As the vaccination campaigns around the world gain traction and companies start thinking about a post-pandemic future, the possibility of returning to the office looms.

The pandemic and the changes it imposed on how we work now provide a unique opportunity to take a more flexible approach to work; but not all companies and managers are capable of taking advantage of it. For many of them, the fact that 65% of people who have experienced distributed work during the pandemic want to continue working that way, and that 33% like the idea of hybrid models that combine distributed work with the office, and that only 2% want to go back to working full time from the office, like they did before the pandemic doesn’t necessarily carry much weight for many companies: the workforce will do what we tell them to, and what they want is not a priority.
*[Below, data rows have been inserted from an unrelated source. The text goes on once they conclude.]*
PR #1653, opened 2024-03-12
rpc: Use `expect-test` to ensure RPC docs are up to date

iljakuklic:
* Use `expect-test` to check whether RPC docs have been updated after interface changes.
* Part of the normal test suite so fails testing (and CI) if docs are not fully up-to-date.
* Run tests with `UPDATE_EXPECT=1` to refresh the docs. E.g.:
  * `UPDATE_EXPECT=1 cargo test -p node-daemon` for node docs
  * `UPDATE_EXPECT=1 cargo test -p wallet-rpc-daemon` for wallet docs
* Added `node-daemon/docs/RPC_DEV.md` which documents testing and development related RPC functionality.
* Less docs handling code, fewer ad hoc scripts.


TheQuantumPhysicist (approved):
I really don't understand why we should play all the gymnastics here instead of some `--check` flag in the generator... 

I can live with this though.

PR #1654, opened 2024-03-13
add force option to wallet open to convert between hot and cold

OBorce:
- add command line options to CLI and RPC wallet 
- add optional flag to the wallet-open command to force change between hot and cold or cold and hot wallet types

### DIFF
--- a/wallet/wallet-cli-lib/src/commands/mod.rs
+++ b/wallet/wallet-cli-lib/src/commands/mod.rs
@@ -65,6 +65,9 @@ pub enum ColdWalletCommand {
         wallet_path: PathBuf,
         /// The existing password, if the wallet is encrypted.
         encryption_password: Option<String>,
+        /// Force change the wallet type from hot to cold or from cold to hot
+        #[arg(long)]
+        force_change_wallet_type: bool,
     },
 
     #[clap(name = "wallet-close")]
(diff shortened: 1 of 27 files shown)


wallet/wallet-cli-lib/src/commands/mod.rs
```diff
@@ -65,6 +65,9 @@ pub enum ColdWalletCommand {
         wallet_path: PathBuf,
         /// The existing password, if the wallet is encrypted.
         encryption_password: Option<String>,
+        /// Force change the wallet type from hot to cold or from cold to hot
+        #[arg(long)]
+        force_change_wallet_type: bool,
     },
```
TheQuantumPhysicist, line 71: This parameter should be optional, and it should be false by default.

TheQuantumPhysicist (approved):
Besides the CLI optional thing, this looks OK. Please fix that and feel free to merge.

wallet/wallet-cli-lib/src/commands/mod.rs
OBorce: clap treats it as a flag so it is false by default and only set to true when you pass --force-change-wallet-type

But can't make it optional in the RPC interface, as even as optional it needs None/null to be passed

PR #1661, opened 2024-03-14
Add checkpoints

ImplOfAnImpl:
The `get_block_ids_as_checkpoints` function has been added to `ChainstateInterface` . The wallet got the corresponding `node-get-block-ids-as-checkpoints` command (hidden).

Checkpoint enforcement has been improved a bit - the function `preliminary_header_check` has been replaced with `preliminary_headers_check` in `ChainstateInterface`, which accepts additional headers that follow the "main" one and checks them for checkpoints violations. This way p2p may detect the violations earlier.

Some tests have been added that check that p2p rejects peers that send headers that violate checkpoints.

Checkpoints for mainnet and testnet have been hardcoded in `chain::config`.


chainstate/src/detail/query.rs
```diff
@@ -161,6 +162,41 @@ impl<'a, S: BlockchainStorageRead, V: TransactionVerificationStrategy> Chainstat
...
+        step: usize,
+    ) -> Result<Vec<(BlockHeight, Id<GenBlock>)>, PropertyQueryError> {
+        ensure!(
+            end_height >= start_height,
+            PropertyQueryError::InvalidBlockHeightRange {
+                start: start_height,
+                end: end_height
+            }
+        );
+        ensure!(step > 0, PropertyQueryError::InvalidStep(step));
```
TheQuantumPhysicist, line 178: Why not use NonZeroUSize for step?

chainstate/src/interface/chainstate_interface.rs
```diff
@@ -49,7 +49,17 @@ pub trait ChainstateInterface: Send + Sync {
...
+
+    /// Check the headers. The first header's parent block must be known.
+    /// Each of the "other" headers must be connected to the previous one and the first of them
+    /// should be connected to `first_header`. These headers only get the most basic checks (e.g.
+    /// checkpoint enforcement).
+    fn preliminary_headers_check(
+        &self,
+        first_header: &SignedBlockHeader,
+        other_headers: &[SignedBlockHeader],
+    ) -> Result<(), ChainstateError>;
```
TheQuantumPhysicist, line 61: If first_header is connected to other_headers... why aren't they all in one list?

common/src/chain/config/builder.rs
```diff
@@ -320,6 +324,7 @@ impl Builder {
         Self {
             chain_type,
             bip44_coin_type: chain_type.default_bip44_coin_type(),
+            checkpoints: None,
```
TheQuantumPhysicist, line 327: I think a better way to represent this is to enforce having genesis in it by default instead of None. So instead of `Option<BTreeMap>`, it becomes `BTreeMap` with the invariant that the first block in it is genesis.

common/src/chain/config/builder.rs
```diff
@@ -526,6 +545,11 @@ impl Builder {
     builder_method!(epoch_length: NonZeroU64);
     builder_method!(sealed_epoch_distance_from_tip: usize);
 
+    pub fn checkpoints(mut self, checkpoints: BTreeMap<BlockHeight, Id<GenBlock>>) -> Self {
+        self.checkpoints = Some(checkpoints);
+        self
+    }
```
TheQuantumPhysicist, line 551: Then if genesis is included by default, you can use the default builder_method macro.

common/src/chain/config/builder.rs
```diff
@@ -426,10 +435,20 @@ impl Builder {
...
+                checkpoints
+            } else {
+                match chain_type {
+                    ChainType::Mainnet => make_mainnet_checkpoints(),
+                    ChainType::Testnet => make_testnet_checkpoints(),
+                    ChainType::Regtest | ChainType::Signet => BTreeMap::new(),
+                }
+            };
+
+            checkpoints.entry(0.into()).or_insert(genesis_block.get_id().into());
```
TheQuantumPhysicist, line 449: I guess we have genesis anyway. So that Option isn't necessary.

Cargo.toml
```diff
@@ -165,6 +165,7 @@ http = "0.2"
 hyper = "0.14"
 iced = "0.10"
 iced_aw = "0.7"
+indoc = "2"
```
TheQuantumPhysicist, line 168: I think using numbers like "2" instead of "2.0" is a bad idea, because then "2.1" could be incompatible and then it won't build.

I know SemVer dictates that 2.0 and 2.1 should have compatibility, but in the real world this isn't how this works. I constantly have to fix API problems when updating the minor version... see my PR for jsonrpsee as an example. Iced also is driving us crazy with this.

Perhaps this rule should go into the python script for checking code.

TheQuantumPhysicist (approved):
Besides the comments, looking good.

chainstate/src/interface/chainstate_interface.rs
ImplOfAnImpl: > If first_header is connected to other_headers... why aren't they all in one list?

Actually, initially I had them all in one list, but then decided to split them. The reasons are that, first of all, `first_header` is treated differently than the rest of the headers. Secondly, `first_header` is required, and the others are optional.
So, if you don't insist, I'd leave it as is.

common/src/chain/config/builder.rs
ImplOfAnImpl: > I think a better way to represent this is to enforce having genesis in it by default instead of None. So instead of Option<BTreeMap>, it becomes BTreeMap with the invariant that the first block in it is genesis.

We can't enforce the presence of the genesis here, because we don't yet know what genesis will actually be used (e.g. some tests use a custom genesis).

chainstate/src/interface/chainstate_interface.rs
TheQuantumPhysicist: I actually kind of insist... it feels to me that this is leaking implementation details.

Besides, it's acceptable to return no errors for an empty list. It kinds of maps to "checking no blocks is not an error", unless it's required for another reason.

common/src/chain/config/builder.rs
TheQuantumPhysicist: Alrighty.

PR #1669, opened 2024-03-19
Remove Address::from_str as an optimization and as cleanup

TheQuantumPhysicist:


common/src/address/mod.rs
```diff
@@ -56,7 +56,11 @@ impl<T: Addressable> Address<T> {
         Ok(Self { address, object })
     }
 
-    pub fn from_string(cfg: &ChainConfig, address: String) -> Result<Self, AddressError> {
+    pub fn from_string(
+        cfg: &ChainConfig,
+        address: impl Into<String>,
+    ) -> Result<Self, AddressError> {
+        let address = address.into();
```
iljakuklic, line 63: I am not sure this is much of an optimization. As far as I can see, `String` implements `From<&str>` but not `From<String>`. I suspect that what happens if you pass in a `String` is that it gets auto-deref-ed into a `&str` and than the `.into()` just allocates a new string and copies into it. The `address` string that was originally passed in is then thrown away. I would not bank on it being optimised away by the compiler, allocating memory tends to be an optimisation barrier more often than not.

I tried to find and existing trait (there is, for example, `ToOwned`) that covers both owned and borrowed use cases but did not find one that did what I wanted, i.e. move when passed in a `String` and allocate a new one if given a `&str`.

TheQuantumPhysicist: Does this prove that this isn't what's happening?

https://play.rust-lang.org/?version=stable&mode=debug&edition=2021&gist=df47590fee72fa33fe7180554ffab1e6

iljakuklic: If there's a well-behaved `From<String> for String`, then it should be fine.

TheQuantumPhysicist: There's perhaps a misunderstanding.

> That fails to compile when I hit the run button.

as it should. Basically what you're saying in your first comment, IIUC, please correct me, is that when `x.into()` is called, what's really called is `(&x).into()` with the `Into<String>` trait (bound by the type of `y`, explicitly mentioned). But then if that's the case, then `x` shouldn't be moved to `y`. The example doesn't compile because `x` is really moved, which means that it's not using `&str`, but it really is moving `String`.

iljakuklic: Ok, found it. All good. Cheers. https://doc.rust-lang.org/std/convert/trait.From.html#impl-From%3CT%3E-for-T

iljakuklic (approved):

PR #1671, opened 2024-03-19
Enforce running as non-root

TheQuantumPhysicist:


node-lib/src/options.rs
```diff
@@ -221,6 +221,12 @@ pub struct RunOptions {
     /// Minimum transaction relay fee rate (in atoms per 1000 bytes).
     #[clap(long, value_name = "VAL")]
     pub min_tx_relay_fee_rate: Option<u64>,
+
+    /// Allow the program to be run as root, which is NOT RECOMMENDED and DANGEROUS
+    /// There is no need to run the mintlayer-software as root. The correct
+    /// security practice is to only provide root access to programs that need it.
+    #[clap(long, action = clap::ArgAction::SetTrue)]
+    pub force_run_as_root: Option<bool>,
```
ImplOfAnImpl, line 229: IMO `allow_run_as_root` would be better (or maybe `force_allow_run_as_root`).
The current name sounds like the node itself will call `sudo` or something.

Also, the full stop after "DANGEROUS" is missing.

ImplOfAnImpl (approved):

node-lib/src/options.rs
TheQuantumPhysicist: Sounds good. Done.

node-lib/src/options.rs
```diff
@@ -221,6 +221,12 @@ pub struct RunOptions {
     /// Minimum transaction relay fee rate (in atoms per 1000 bytes).
     #[clap(long, value_name = "VAL")]
     pub min_tx_relay_fee_rate: Option<u64>,
+
+    /// Allow the program to be run as root, which is NOT RECOMMENDED and DANGEROUS.
+    /// There is no need to run the mintlayer-software as root. The correct
+    /// security practice is to only provide root access to programs that need it.
+    #[clap(long, action = clap::ArgAction::SetTrue)]
+    pub force_allow_run_as_root: Option<bool>,
```
iljakuklic, line 229: Minor: I think this can  be just `bool`, without the extra `Option`. Will be false by default and true if the flag is passed on the command line.

iljakuklic (approved):

node-lib/src/options.rs
TheQuantumPhysicist: Done.

PR #1674, opened 2024-03-20
Clean up epoch delta on disconnect

azarovh:
When last block from the epoch is disconnected its delta should be removed from the db

### DIFF
--- a/chainstate/test-suite/src/tests/pos_accounting_reorg.rs
+++ b/chainstate/test-suite/src/tests/pos_accounting_reorg.rs
@@ -13,7 +13,6 @@
 // See the License for the specific language governing permissions and
 // limitations under the License.
 
-use itertools::Itertools;
 use std::num::NonZeroU64;
 
 use super::helpers::{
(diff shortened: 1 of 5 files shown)


chainstate/test-suite/src/tests/pos_accounting_reorg.rs
```diff
@@ -51,156 +50,155 @@ use test_utils::random::{make_seedable_rng, Seed};
...
-fn stake_pool_reorg(#[case] seed: Seed) {
+#[case(Seed::from_entropy(), NonZeroU64::new(1).unwrap(), 0)]
+#[case(Seed::from_entropy(), NonZeroU64::new(1).unwrap(), 1)]
+#[case(Seed::from_entropy(), NonZeroU64::new(1).unwrap(), 2)]
+#[case(Seed::from_entropy(), NonZeroU64::new(2).unwrap(), 0)]
+#[case(Seed::from_entropy(), NonZeroU64::new(2).unwrap(), 1)]
+#[case(Seed::from_entropy(), NonZeroU64::new(2).unwrap(), 2)]
+#[case(Seed::from_entropy(), NonZeroU64::new(3).unwrap(), 0)]
+#[case(Seed::from_entropy(), NonZeroU64::new(3).unwrap(), 1)]
+#[case(Seed::from_entropy(), NonZeroU64::new(3).unwrap(), 2)]
```
TheQuantumPhysicist, line 61: Instead of this, can't we just generate a random number in that range?

TheQuantumPhysicist (approved):
Besides the minor comment, this is good to go.

PR #1677, opened 2024-03-21
Unify all related stuff of checking running as root to be able to put it by just adding a clap arg

TheQuantumPhysicist:
So, everyone can use this now. Just add it to your run options and call that function.

### DIFF
--- a/utils/src/root_user.rs
+++ b/utils/src/root_user.rs
@@ -1,0 +1,59 @@
+// Copyright (c) 2024 RBB S.r.l
+// opensource@mintlayer.org
+// SPDX-License-Identifier: MIT
+// Licensed under the MIT License;
+// you may not use this file except in compliance with the License.
+// You may obtain a copy of the License at
+//
+// https://github.com/mintlayer/mintlayer-core/blob/master/LICENSE
+//
+// Unless required by applicable law or agreed to in writing, software
+// distributed under the License is distributed on an "AS IS" BASIS,
+// WITHOUT WARRANTIES OR CONDITIONS OF ANY KIND, either express or implied.
+// See the License for the specific language governing permissions and
+// limitations under the License.
+
+//! The node command line options.
+
+use clap::Args;
+use logging::log;
+
+fn is_unix() -> bool {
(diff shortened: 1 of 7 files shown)


utils/src/root_user.rs
```diff
@@ -0,0 +1,59 @@
...
+
+impl ForceRunAsRootOptions {
+    pub fn ensure_not_running_as_root_user(&self) -> anyhow::Result<()> {
+        if is_unix() && !self.force_allow_run_as_root {
+            use std::os::unix::fs::MetadataExt;
+            let uid = std::fs::metadata("/proc/self").map(|m| m.uid());
+            match uid {
+                Ok(id) => {
+                    if id == 0 {
+                        return Err(anyhow::anyhow!("ERROR: It is a mistake to run the node as root (user with uid=0), as it gives the node power that it does not need and violates good security practices. Either run the program as non-root, or do the VERY NOT RECOMMENDED THING TO DO, and add the flag `{FORCE_ALLOW_ROOT_FLAG}`"));
```
iljakuklic, line 50: The error message here mentions "node" but it is now more general and can be applied to other executables too.

utils/src/root_user.rs
```diff
@@ -0,0 +1,59 @@
...
+    /// security practice is to only provide root access to programs that need it.
+    #[clap(long, default_value_t = false)]
+    pub force_allow_run_as_root: bool,
+}
+
+impl ForceRunAsRootOptions {
+    pub fn ensure_not_running_as_root_user(&self) -> anyhow::Result<()> {
+        if is_unix() && !self.force_allow_run_as_root {
+            use std::os::unix::fs::MetadataExt;
+            let uid = std::fs::metadata("/proc/self").map(|m| m.uid());
```
iljakuklic, line 46: Not quite sure but I suspect this might fail to compile on Windows.

utils/src/root_user.rs
TheQuantumPhysicist: Fixed

iljakuklic (approved):

PR #1684, opened 2024-03-21
Chainstate errors cleanup

ImplOfAnImpl:
Minor error-related cleanup here and there:
1) In `blockprod/src/detail/mod.rs` some PropertyQueryError's were created after accessing chainstate, while the actual ChainstateError was ignored. I decided that it'd be better to include the original error in the resulting error as well; for this purpose I added an additional `ConsensusPoSError::ChainstateError` variant and `consensus::ChainstateError` type that wraps `chainstate::ChainstateError`. Unfortunately, putting  `chainstate::ChainstateError` there directly turned out to be challenging, because from the one hand `consensus` can only depend on `chainstate-types` and, on the other hand, moving all chainstate error types to `chainstate-types` turned out to be hard if not impossible, due to lots of dependencied on all kinds of stuff.
So I ended up adding a `DynError` trait in `utils` which is the standard `Error` for which `Eq` and `Clone` are also implemented, and used it in `consensus::ChainstateError`.
2) I got rid of the `get_previous_block_index_for_check_block` function in the chainstate, which was only ever re-used because it accepted a block header, unlike the "normal" `get_previous_block_index`, which accepted a `BlockIndex`. To unify this, I introduced a trait `IdableWithParent`, which is implemented by blocks, block headers and indices.
3) I couldn't resist and added the `PropertyQueryError(#[from] PropertyQueryError)` variant to `BlockError` again. I do remember that it was frowned upon in the past, but maybe we can discuss this again. (I'd rather remove the specific "PropertyQueryError" wrappers from `BlockError`, because IMO they are useless)
4) For the same reason, I added `PropertyQueryError(#[from] PropertyQueryError)` to `OrphanCheckError`, replacing the specific error `PrevBlockIndexNotFound`.
The latter was not only (IMO) redundant, but also used incorrectly - it was effectively wrapping a storage error instead of representing the "not found" condition, which is checked explicitly later. (I believe this might be a common problem for these specific PropertyQueryError wrappers, which is one of the reasons I'd prefer to get rid of them).


utils/src/dyn_error.rs
```diff
@@ -0,0 +1,111 @@
...
+/// implements `Clone`.
+pub trait DynError: std::error::Error + Send + Sync {
+    fn as_any(&self) -> &dyn Any;
+
+    fn dyn_eq(&self, other: &dyn Any) -> bool;
+
+    fn dyn_clone(&self) -> Box<dyn DynError>;
+}
+
+impl<T: 'static + std::error::Error + Eq + Clone + Send + Sync> DynError for T {
```
TheQuantumPhysicist, line 28: Why not `<'a, T: 'a, ...>` instead of `<T: 'static, ...>`?

consensus/src/pos/error.rs
```diff
@@ -102,3 +108,14 @@ pub enum ConsensusPoSError {
...
+// TODO: include the original chainstate::ChainstateError in each error below.
+#[derive(Error, Debug, PartialEq, Eq, Clone)]
+pub enum ChainstateError {
+    #[error("Failed to obtain epoch for block height {0}")]
+    FailedToObtainEpochData(BlockHeight, Box<dyn DynError>),
+    #[error("Failed to read data of pool {0}")]
+    StakePoolDataReadError(PoolId, Box<dyn DynError>),
+    #[error("Failed to read balance of pool {0}")]
+    PoolBalanceReadError(PoolId, Box<dyn DynError>),
+}
```
TheQuantumPhysicist, line 121: Why do we need this, with dyn Errors in it?

chainstate/types/src/block_index.rs
```diff
@@ -39,6 +40,22 @@ pub struct BlockIndex {
     status: BlockStatus,
 }
 
+impl Idable for BlockIndex {
+    type Tag = Block;
+
+    fn get_id(&self) -> Id<Block> {
+        *self.block_id()
+    }
+}
```
TheQuantumPhysicist, line 49: BlockIndex is not idable. 

Why is this necessary?

utils/src/dyn_error.rs
iljakuklic: > Why not `<'a, T: 'a, ...>` instead of `<T: 'static, ...>`?

I don't think that would work without introducing a lifetime parametrisation to the trait or the type.

ImplOfAnImpl: Yeah, it was needed because `Any` needs `'static`. This was has been removed though.

consensus/src/pos/error.rs
ImplOfAnImpl: I've replaced `Box<dyn DynError>` with `String` as discussed.

chainstate/types/src/block_index.rs
ImplOfAnImpl: > BlockIndex is not idable

I've removed this.

TheQuantumPhysicist (approved):

chainstate/src/detail/chainstateref/mod.rs
```diff
@@ -1318,3 +1326,55 @@ pub enum ReorgError {
     #[error("Generic error during reorg: {0}")]
     OtherError(#[from] BlockError),
 }
+
+trait BlockInfo: Sized {
```
TheQuantumPhysicist, line 1330: Maybe a separate module for this... the file is already 1300 lines long...

PR #1685, opened 2024-03-21
Fixes related to block invalidation

ImplOfAnImpl:
1) Block error "classification" is introduced, which separates errors into 3 categories - "BadBlock", "TemporarilyBadBlock" and "General". This is used to decide whether the block should be marked as invalid in the block index when the corresponding error occurs.
2) ~`attempt_to_process_block` now can handle blocks that were origianlly rejected, but whose status was manually reset to "ok" (i.e. the function now allows to add a block whose index already exists in the db, if it's not "failed" or "fully valid").~ I've reverted this change. Instead, now "ok" block indices are not saved by `attempt_to_process_block` if the block itself is not going to be persisted. Also, resetting failure flags now removes block indices if the corresponding blocks are not in the db. 
3) An assertion failure in `BlockInvalidator::find_and_activate_best_chain` was fixed.

### DIFF
--- a/chainstate/src/detail/block_invalidation/best_chain_candidates.rs
+++ b/chainstate/src/detail/block_invalidation/best_chain_candidates.rs
@@ -127,26 +127,28 @@ impl BestChainCandidates {
     }
 
     // Remove the block and its descendants, which must be specified in descendants_indices,
-    // from the set and add the block's parent block to the set.
+    // from the set and add the block's parent block to the set if its chain trust is not less than
+    // the specified minimum.
     #[log_error]
-    pub fn on_block_invalidated<Chs: ChainstateAccessor>(
+    pub fn remove_tree_add_parent<Chs: ChainstateAccessor>(
         &mut self,
         chs: &Chs,
-        invalidated_block_info: &Chs::BlockInfo,
+        root_block_info: &Chs::BlockInfo,
         descendant_block_infos: &[Chs::BlockInfo],
+        min_chain_trust: Uint256,
     ) -> Result<(), BestChainCandidatesError> {
-        self.remove(invalidated_block_info);
+        self.remove(root_block_info);
 
         for descendant_info in descendant_block_infos {
             self.remove(descendant_info);
         }
 
         // Add the parent to the list
-        if let Some(parent_block_id) =
-            chs.gen_block_id_to_normal(&invalidated_block_info.parent_id())
-        {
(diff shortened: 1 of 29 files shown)


chainstate/src/detail/block_invalidation/best_chain_candidates.rs
```diff
@@ -127,26 +127,28 @@ impl BestChainCandidates {
...
+    // the specified minimum.
     #[log_error]
-    pub fn on_block_invalidated<Chs: ChainstateAccessor>(
+    pub fn remove_tree_add_parent<Chs: ChainstateAccessor>(
         &mut self,
         chs: &Chs,
-        invalidated_block_info: &Chs::BlockInfo,
+        root_block_info: &Chs::BlockInfo,
         descendant_block_infos: &[Chs::BlockInfo],
+        min_chain_trust: Uint256,
```
TheQuantumPhysicist, line 138: Why?

Changing these algorithms needs very careful security consideration. We cannot just change them nonchalant to achieve some technical goal. Let's discuss this.

Keep in mind that adding things like this make tests reproducibility very difficult.

ImplOfAnImpl: This is called as a part of `find_and_activate_best_chain` call during block invalidation. Though `invalidate_block` gets called in `attempt_to_process_block` too, in that case it's only called for a stale block for which a reorg attempt has already failed, so it won't trigger another reorg. I.e. this logic will kick in only on a manual block invalidation. I don't think it can affect security.
This particular change (passing `min_chain_trust` into `on_block_invalidated` and taking it into account) is a fix for the assertion failure that we had recently when trying to manually invalidate a block (the test for this is called `test_invalidation_with_reorg_attempt_to_chain_with_lower_chain_trust`)

chainstate/src/detail/error_classification.rs
```diff
@@ -0,0 +1,777 @@
...
+use utxo::UtxosBlockUndoError;
+
+use crate::{BlockError, CheckBlockError, CheckBlockTransactionsError, OrphanCheckError};
+
+use super::{
+    block_invalidation::BestChainCandidatesError, chainstateref::EpochSealError, BlockSizeError,
+};
+
+#[derive(Copy, Clone, PartialEq, Eq, Debug)]
+pub enum BlockProcessingErrorClass {
```
TheQuantumPhysicist, line 44: Please add explanation to why this exists and what problem it solves

TheQuantumPhysicist (approved):

PR #1696, opened 2024-03-26
add output encoding function for NFT issuance

OBorce:
- add encode output for nft issuance
- add functions to get token related fees from chain config

### DIFF
--- a/wasm-wrappers/src/lib.rs
+++ b/wasm-wrappers/src/lib.rs
@@ -28,7 +28,10 @@ use common::{
         },
         stakelock::StakePoolData,
         timelock::OutputTimeLock,
-        tokens::{IsTokenFreezable, TokenIssuance, TokenIssuanceV1, TokenTotalSupply},
+        tokens::{
+            IsTokenFreezable, Metadata, NftIssuance, NftIssuanceV0, TokenCreator, TokenIssuance,
+            TokenIssuanceV1, TokenTotalSupply,
+        },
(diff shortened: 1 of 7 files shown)


wasm-wrappers/src/lib.rs
```diff
@@ -513,6 +516,50 @@ pub fn encode_output_create_stake_pool(
     Ok(output.encode())
 }
 
+/// Returns the fee that needs to be paid by a transaction for issuing a new fungible token
```
TheQuantumPhysicist, line 519: Please also document the required parameters. Remember that the documentation doesn't include that.

wasm-wrappers/src/lib.rs
```diff
@@ -547,6 +594,61 @@ pub fn encode_output_issue_fungible_token(
...
+    network: Network,
+) -> Result<Vec<u8>, Error> {
+    let chain_config = Builder::new(network.into()).build();
+    let token_id = parse_addressable(&chain_config, token_id)?;
+    let authority = parse_addressable(&chain_config, authority)?;
+    let name = name.into();
+    let ticker = ticker.into();
+    let media_uri = media_uri.into();
+    let icon_uri = icon_uri.into();
+    let media_hash = media_hash.into();
```
TheQuantumPhysicist, line 621: These and other fields need to be tested before approving the output. See in check_transaction how we do that. Feel free to factor out things that are needed to just test an output.

TheQuantumPhysicist (commented):
Besides the check_transaction issue and documentation, this is fine. Please do that and I'll review again.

If you work for a company, how would you evaluate its attitudes towards distributed work as we exit from the pandemic? Here’s a sliding scale of companies and their approach:

  1. Cave dweller companies: prehistory is the time of the corporatists, for whom the only thing that matters, whatever happens, is to go back to working as we did before March 2020. The fact that many of us have adapted well to distributed work, enjoying significant advantages such as not having to commute or sit in traffic jams, is the least of it: from the perspective of the industrial revolution, shop-floor managers, these people are probably looking to continue with distributed working because it allows them to somehow “get away with it”, and this must be avoided at all costs. In fact, they may well have forced their employees to return to the office when it was not even safe to do so, and have had them working with their masks on all day. All for the sake of micromanagement.
  2. Reluctant companies: the default plan is to return to work under the same conditions as before the pandemic, although in some cases they may make exceptions to allow some employees to continue working from home. Initially, however, these companies will likely do nothing to implement any measures to encourage or facilitate distributed working. The result will be that people who opt for distributed work will likely see their career opportunities stymied.
  3. Generalist companies: they might propose policies that allow workers who so wish to continue with some level of distributed work, but these will be of a general nature, consisting of specific rules to which all workers will have to adapt equally. They may consider the loss of certain benefits if people opt for distributed work, and usually they will not make any changes or rethinking of any kind in their offices.
  4. Open companies: these are willing to make flexible arrangements with their employees according to their needs, adapting to some of their preferences, and are considering remodeling their offices or even their entire organizations to adapt to a very different reality to that which existed before the pandemic. Some may even see such openness as a competitive advantage and a way to improve their ability to attract talent.

That said, even within the most traditional and conservative organizations, there is some recognition that things have changed for good, particularly in light of the progressively more flexible working practices being implemented by big tech companies such as Microsoft or by the US government. We are talking about a dimensional change in the way distributed work is perceived, which will even lead to changes in organizational hierarchies. As workforces become more distributed and asynchronous, the traditional role of middle management in monitoring productivity and optimizing individual performance becomes increasingly redundant and unnecessary.

On the other hand, many employees feel burned out as these ultra-conservative companies try to force them back into their offices, making them, in the medium term, candidates for higher turnover, especially the more value they perceive they have in the marketplace. In turn, this will lead such organizations to experience the dreaded Dead Sea effect, which occurs when a company’s management practices result in the most competent workers leaving for greener pastures, while the least competent remain with the company.

Which type of company do you work for?